» **The task**: The lines below are to be quoted exactly, from the first through the one that contains "let me know.".

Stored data
──────────
PR #363, opened 2020-06-05
Split primitives files into multi-file modules

### LINKED ISSUE #361: Split primitives into multiple files
I think it's about time we did this. I was doing some work towards #343 which would likely make the primitives files even longer, spurring me to create this issue.

I'm going to hopefully create a PR addressing this asap unless @rfuest is working on this already.

jamwaffles:

## PR description

Closes #361


jamwaffles:
This should be ready for an initial review. Some points:

* This should be reviewable commit-by-commit. I tried to make them self contained so it's easier to go through. 
* The last commit ("Reduce code duplication in Triangle iterators") is my attempt at deduping the triangle iter code for #314. You might've had a different idea though so I'm happy to change my approach.
* I wasn't entirely sure how to split the tests as some of them apply to multiple files in a module. If you find tests that should obviously be in a different file please let me know.
* `CornerRadii` and `EllipseQuadrant` are moved into `rounded_rectangle` as they're only used in there for now. We could move `EllipseQuadrant` out later if we expose it as a primitive.

rfuest:
> The last commit ("Reduce code duplication in Triangle iterators") is my attempt at deduping the triangle iter code for #314. You might've had a different idea though so I'm happy to change my approach.

I have never looked at the triangle code in detail before and didn't have a plan how to change it yet. But on first glance your version look much nicer than the old code.

> `CornerRadii` and `EllipseQuadrant` are moved into `rounded_rectangle` as they're only used in there for now. We could move `EllipseQuadrant` out later if we expose it as a primitive.

Sounds good.

embedded-graphics/src/primitives/circle/mod.rs
```diff
@@ -290,50 +189,19 @@ where
...
 
 #[cfg(test)]
 mod tests {
     use super::*;
-    use crate::{
-        mock_display::MockDisplay,
-        pixelcolor::BinaryColor,
-        style::{PrimitiveStyleBuilder, StrokeAlignment},
-    };
+    use crate::{mock_display::MockDisplay, pixelcolor::BinaryColor, prelude::*};
```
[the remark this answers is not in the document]
jamwaffles: >  If the code is compiled as an separate crate and uses use embedded_graphics::... it should use the prelude and if it uses use crate::... it shouldn't.

That's a good rule of thumb, I'll try and remember it from now on.

> But I would prefer to use the same style for all tests modules.

Agreed. I've removed the prelude from all e-g primitives internals now.

jamwaffles:
> One suggestion to solve this: Rename all styled_iterator.rs filed into styled.rs and move all Styled related code into that file, not only the iterator but also Drawable and IntoIterator. Then all styling depended test could also go into that file.

I briefly considered this idea but decided not to go in that direction for some reason. After the initial split, I think this is indeed the best way to go, so I'll refactor the primitives to follow this pattern.

embedded-graphics/src/primitives/circle/styled_iterator.rs
```diff
@@ -0,0 +1,154 @@
+use crate::{
+    drawable::Pixel,
+    pixelcolor::PixelColor,
+    primitives::circle::{diameter_to_threshold, distance_iterator::DistanceIterator, Circle},
+    style::{PrimitiveStyle, Styled},
+};
+
+/// Pixel iterator for each pixel in the circle border
```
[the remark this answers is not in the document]
jamwaffles: > All Styled... iterators need a new comment.

Not entirely sure what you mean by this. Do they need tweaking or expanding or something else?

> We don't use "border" elsewhere IIRC and it doesn't describe the purpose very well IMO.

True, I'll fix this.

jamwaffles:
_wheeze_

5 million <kbd>Ctrl</kbd> + <kbd>X</kbd>, <kbd>Ctrl</kbd> + <kbd>V</kbd> later and I think this is in a much better place now. The new commits should be reasonably self-contained so might help to go through them one at a time to keep the file moving noise down.

embedded-graphics/src/primitives/circle/styled_iterator.rs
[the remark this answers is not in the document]
rfuest: > Not entirely sure what you mean by this. Do they need tweaking or expanding or something else?

The main change was described in the following sentence, but IMO they could also be expanded a bit. IMO the comment should describe what a `StyledIterator` is and how it can be created.

embedded-graphics/src/mock_display.rs
```diff
@@ -288,6 +288,22 @@ where
     }
 }
 
+// impl MockDisplay<BinaryColor> {
```
rfuest, line 291: I think this shouldn't be here.

embedded-graphics/src/mock_display.rs
```diff
@@ -349,6 +365,21 @@ where
...
+
+    /// TODO: Docs
+    pub fn from_points<I>(points: I) -> Self
+    where
+        I: Iterator<Item = Point>,
+    {
+        let mut display = MockDisplay::new();
+
+        points
+            .map(|p| Pixel(p, C::on()))
```
rfuest, line 377: I like the general idea of having `ColorMapping::on`, but I'm not sure if we need this here. My idea for `from_points` was only to use it for testing points iterators against patterns, which doesn't require other colors. And if you need that feature you could also use `map` to get any color: `MockDisplay::from_points(p).map(|_| Rgb888::MAGENTA)`.

Or we could implement `MockDisplay::draw_points(&mut self, points: I, color: C)` instead. This would allow us to combine multiple points iters into a single mock display pattern. This would also have the advantage that you could disable the overdraw and out of bounds checks before drawing.

jamwaffles:
> (or organised if you prefer that :wink:)

image

embedded-graphics/src/mock_display.rs
jamwaffles: I uncommented this and removed the other `from_points` method you commented on below to get `from_points` closer to what you were thinking. Should we try and merge this impl block with the `impl<C> MockDisplay<C>` above it? I tried before but ran into generics issues.

embedded-graphics/src/mock_display.rs
jamwaffles: See other comment

embedded-graphics/src/mock_display.rs
rfuest: > Should we try and merge this impl block with the impl<C> MockDisplay<C> above it? I tried before but ran into generics issues.

This would only work if we had some `C` parameter, like: `fn from_points(iter: I, color: C) -> Self`. But maybe replacing `from_points` by `draw_points` (suggested below) would be the most flexible option. Or keep both, if you like, where `from_points` only works with `BinaryColor` and `draw_points` with any `C`.

One thing I would like to have changed is the use of `Pixel::draw` in `from_points`. IMO this code should be independent of `Drawable`, so we don't use the same code path if something breaks, which could lead to false negatives.

To implement this I would suggest to revert what I sad about `set_pixel` in a previous PR (sorry for the back and forth) and implement the bounds and overdraw checks in that method. If the unchecked behavior is required the user can always disable the checks temporarily. But I would suggest to rename it to `draw_pixel` to make it clearer that it is not a simple setter, which should also be mentioned in the docs.

jamwaffles: I've pushed a new commit with some changes in it. I've moved the bounds checking to `set_pixel` (now renamed to `draw_pixel`) and added some docs.

In terms of `draw_points` and `from_points`, I've gone with just having `from_points` as that's all we need currently.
──────────
» **Expected output**:
PR #363, opened 2020-06-05
Split primitives files into multi-file modules

### LINKED ISSUE #361: Split primitives into multiple files
I think it's about time we did this. I was doing some work towards #343 which would likely make the primitives files even longer, spurring me to create this issue.

I'm going to hopefully create a PR addressing this asap unless @rfuest is working on this already.

jamwaffles:

## PR description

Closes #361


jamwaffles:
This should be ready for an initial review. Some points:

* This should be reviewable commit-by-commit. I tried to make them self contained so it's easier to go through. 
* The last commit ("Reduce code duplication in Triangle iterators") is my attempt at deduping the triangle iter code for #314. You might've had a different idea though so I'm happy to change my approach.
* I wasn't entirely sure how to split the tests as some of them apply to multiple files in a module. If you find tests that should obviously be in a different file please let me know.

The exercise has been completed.